» **Prompt**: Below are records; transcribe only the line with "Changed the label" and those after it, through the last line, without any change.

» **Given data**:
________________________________________

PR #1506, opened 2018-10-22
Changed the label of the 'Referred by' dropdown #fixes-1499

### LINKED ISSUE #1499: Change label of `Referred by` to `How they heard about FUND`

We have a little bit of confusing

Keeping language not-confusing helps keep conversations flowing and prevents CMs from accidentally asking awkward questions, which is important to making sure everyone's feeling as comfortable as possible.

________________________________________

» **Exercise response**:
Changed the label of the 'Referred by' dropdown #fixes-1499

### LINKED ISSUE #1499: Change label of `Referred by` to `How they heard about FUND`

We have a little bit of confusing

Keeping language not-confusing helps keep conversations flowing and prevents CMs from accidentally asking awkward questions, which is important to making sure everyone's feeling as comfortable as possible.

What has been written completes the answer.